PR #1132, opened 2026-07-08
Prevent RocksDB lock contention during Kafka rebalances

### LINKED ISSUE #1131: Stateful app livelocks on shared state volumes: sequential RocksDB revoke blows `max.poll.interval.ms`, triggering eviction and a lock-contention rebalance loop
## Tell us about the bug

A stateful Quix Streams application backed by RocksDB can get stuck in a continuous rebalance loop when multiple replicas share a state volume and a new instance joins the consumer group.

In the observed case, ran multiple replicas against a topic with **64 partitions** and **tens of millions of unique keys** in state, with replicas intentionally **sharing a state volume** (warm state handover to avoid hours of changelog replay). When a second instance joined, the two instances fought over RocksDB file locks for an extended period instead of performing the expected clean handover, logging in a tight loop:

```
Failed to open rocksdb partition, cannot acquire a lock. Retrying in 5.0sec.
```

Each store partition is a separate RocksDB database that holds an OS-level `flock` on its `LOCK` file for the lifetime of the owning process. Kafka's group protocol guarantees group-membership exclusivity, but it does **not** fence external resources like these lock files. The whole revoke sequence runs single-threaded and strictly sequential, *inside the rebalance callback* between two `poll()` calls, so it all counts against the `max.poll.interval.ms` clock (default 300s):

1. Force checkpoint commit — flush sinks, `prepare()` per partition, `producer.flush()`, synchronous offset commit, then `transaction.flush()` per partition **sequentially**.
2. Close each revoked store partition in a plain loop; each `db.close()` waits for that DB's background flush/compaction to wind down — seconds per partition on large DBs. The lock for partition *k* is released only after every partition before it has fully closed.

With 32–64 large partitions this compounds into minutes, and the failure cascades:

```
Instance A (revoking)                 Instance B (assigned)
---------------------                 ---------------------
close p0  (lock released)             open p0  -> lock held by A -> retry
close p1  ...                         open p0 ... (chases A's close pointer)
   |  cumulative close time           open runs inside B's _on_assign with a
   |  exceeds max.poll.interval.ms     blocking retry loop (open_max_retries x
   v                                   open_retry_backoff, sequential)
librdkafka evicts A mid-revoke  --->  B is assigned ALL partitions while A is
coordinator completes rebalance       still closing them front-to-back
```

Because A is evicted **mid-revocation**, it never finishes releasing its locks, yet the coordinator has already reassigned the partitions to B. B blocks acquiring each lock, blows *its own* `max.poll.interval.ms` (or exhausts retries and crashes), rejoins, and the cycle repeats. Externally this is a continuous multi-minute lock fight with no forward progress and no single buggy step — every component behaves as written.

Secondary defect: the open-retry `time.sleep` loop ignores the application stop flag, so an instance stuck waiting on a lock cannot be shut down cleanly.

## What did you expect to see?

- The revoke/handover sequence should complete fast enough to stay within `max.poll.interval.ms`, even with many large store partitions on a shared/slow volume.
- RocksDB state-directory locks should be released promptly on revoke so a reassigned partition's new owner can acquire the lock without an extended contention loop.
- Lock contention during handover should be absorbed without any member being evicted; a rebalance should converge to a stable assignment instead of livelocking through repeated evict → crash → rebalance cycles.
- An instance blocked waiting on a lock should still be promptly killable (honour the application stop signal).

## What version of the library are you using?

- `quixstreams` 3.23.x with RocksDB state (`rocksdict`).
- Environment: state directory on a shared/network-attached volume; consumer group with multiple stateful partitions per member (observed with a 64-partition topic and tens of millions of keys).
- Forced `range` (eager) assignment strategy (`quixstreams/kafka/consumer.py`).

## Workaround?

Operational mitigations (no code change):

- Size instance B's retry budget to outlast A's worst-case handover: `stores × partitions × open_max_retries × open_retry_backoff` must exceed A's checkpoint+close time while staying under B's `max.poll.interval.ms` — raise both together via `RocksDBOptions` and consumer config.
- Lower `commit_interval` so less data accumulates in the forced checkpoint at revoke time.
- Put bounded timeouts on all sink/external calls so `commit_checkpoint` cannot hang.
- For deploy-driven rebalances, stop the old replica before starting the new one (`Recreate` strategy) so graceful shutdown runs the revoke callback and releases all locks before the new instance joins.

## Anything else we should know?

This affects any stateful RocksDB app where revoke work scales with partition count and per-partition close is slow — shared/network volumes make it acute.

peter-quix:
Fixes
- Keep RocksDB rebalance handovers within Kafka poll deadlines by cancelling background work, skipping safe local state flushes, sharing a bounded revoke budget, and interrupting contended opens during shutdown.
- Preserve checkpoint correctness when revoke-time flushes or EOS transaction operations fail by aborting or purging pending writes without committing offsets.
- Resume recovery-paused data partitions when they are reassigned without a stateful partition, preventing consumers from remaining paused indefinitely.

Docs
- Document bounded checkpoint commits during partition revocation, including fast state handover and at-least-once failure semantics.

Closes #1131


LudvikQuix:
please fix codes to pass CI

LudvikQuix (approved):
review OK

Issue #1139, opened 2026-08-11
Bump confluent-kafka dependency to 2.13.2


ffailla:
## Description

Update the Kafka client dependency used by Quix Streams to confluent-kafka==2.13.2 in requirements.txt.

This is needed for compatibility with downstream services that require confluent-kafka 2.13.2. Aligning Quix Streams with that version will avoid dependency resolver conflicts and keep builds reproducible.

## Requested Change

Update the Quix Streams dependency declarations for confluent-kafka and confluent-kafka[avro] to support version 2.13.2.

PR #1140, opened 2026-08-11
updated confluent-kafka version to be <=2.13.2

ffailla:
## Description

Update the Kafka client dependency used by Quix Streams to confluent-kafka<=2.13.2 in requirements.txt.

This is needed for compatibility with downstream services that require confluent-kafka 2.13.2. Aligning Quix Streams with that version will avoid dependency resolver conflicts and keep builds reproducible.

## Requested Change
Update the Quix Streams dependency declarations for confluent-kafka and confluent-kafka[avro] to support version 2.13.2.

## Issue

https://github.com/quixio/quix-streams/issues/1139

### DIFF
--- a/requirements.txt
+++ b/requirements.txt
@@ -1,4 +1,4 @@
-confluent-kafka[avro,json,protobuf,schemaregistry]>=2.8.2,<2.12
+confluent-kafka[avro,json,protobuf,schemaregistry]>=2.8.2,<=2.13.2
 rocksdict>=0.3,<0.4
 typing_extensions>=4.8
 orjson>=3.9,<4


snarayans (approved):

peter-quix:
Hi,

Thanks for the submission, but this is something we'll need to test a bit more. There are two main issues that need handling:
1. Consumer batching regression in 2.13.x. Quix’s normal 1-second buffered polling can return after the first 200 ms chunk, producing much smaller batches and affecting time-aligned dataframe processing. Existing 0.1-second tests miss this path. Upstream source (https://github.com/confluentinc/confluent-kafka-python/blob/v2.13.2/src/confluent_kafka/src/Consumer.c#L1154-L1201), issue #2205 (https://github.com/confluentinc/confluent-kafka-python/issues/2205).

2. Producer backpressure latency in 2.13.0–2.13.2. When the queue is full, Quix polls for callbacks with a default 30-second timeout. The 2.13.x implementation may continue waiting after a callback has already freed capacity, causing an avoidable stall. quixstreams/kafka/producer.py:205, upstream source (https://github.com/confluentinc/confluent-kafka-python/blob/v2.13.2/src/confluent_kafka/src/Producer.c#L363-L405), issue #2215 (https://github.com/confluentinc/confluent-kafka-python/issues/2215).

Will need to investigate these and determine if it is actually safe to bump or wait for fixes (or bump to a different version)

LudvikQuix:
Checked the two upstream issues today. Both are still open and no released version fixes them, so 2.14.x and 2.15.x have the same problem as 2.13.x.

On confluentinc/confluent-kafka-python#2205, Confluent said on 26 Aug the fix would go into the next release, but 2.15.1 (10 Sep) doesn't mention it. confluentinc/confluent-kafka-python#2215 has had no maintainer response since March, and the PR someone offered in June went unanswered.

Keeping the cap at <2.13 until both are closed.

@peter-quix can you add a regression test for the 1s buffered-poll path, and one for the producer poll timeout? With those in the suite the next bump either goes green or tells us exactly what's still broken, instead of us re-reading upstream issues every time.

PR #1143, opened 2026-09-01
feat(sinks): virtual partitions, file statistics and sort column for QuixLake sink

SteveRosam:
## What

Three query-performance features for `QuixTSDataLakeSink`, plus the docs and tests for them.

**1. Virtual partition columns.** A `~`-prefixed entry in `hive_columns` becomes a *virtual* partition: it appears in the partition tree and is filterable, but gets no `key=value/` folder and does not split files. The column stays in the Parquet data so queries can still filter rows by it. Use it when a value should be navigable without fragmenting storage — high-cardinality identifiers such as a driver, device, or session, where a physical partition would produce one small file per value per batch.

^^^^

** Task to complete **
Copy each line above that contains the word "group".

** Solution **
A stateful Quix Streams application backed by RocksDB can get stuck in a continuous rebalance loop when multiple replicas share a state volume and a new instance joins the consumer group.
Each store partition is a separate RocksDB database that holds an OS-level `flock` on its `LOCK` file for the lifetime of the owning process. Kafka's group protocol guarantees group-membership exclusivity, but it does **not** fence external resources like these lock files. The whole revoke sequence runs single-threaded and strictly sequential, *inside the rebalance callback* between two `poll()` calls, so it all counts against the `max.poll.interval.ms` clock (default 300s):
- Environment: state directory on a shared/network-attached volume; consumer group with multiple stateful partitions per member (observed with a 64-partition topic and tens of millions of keys).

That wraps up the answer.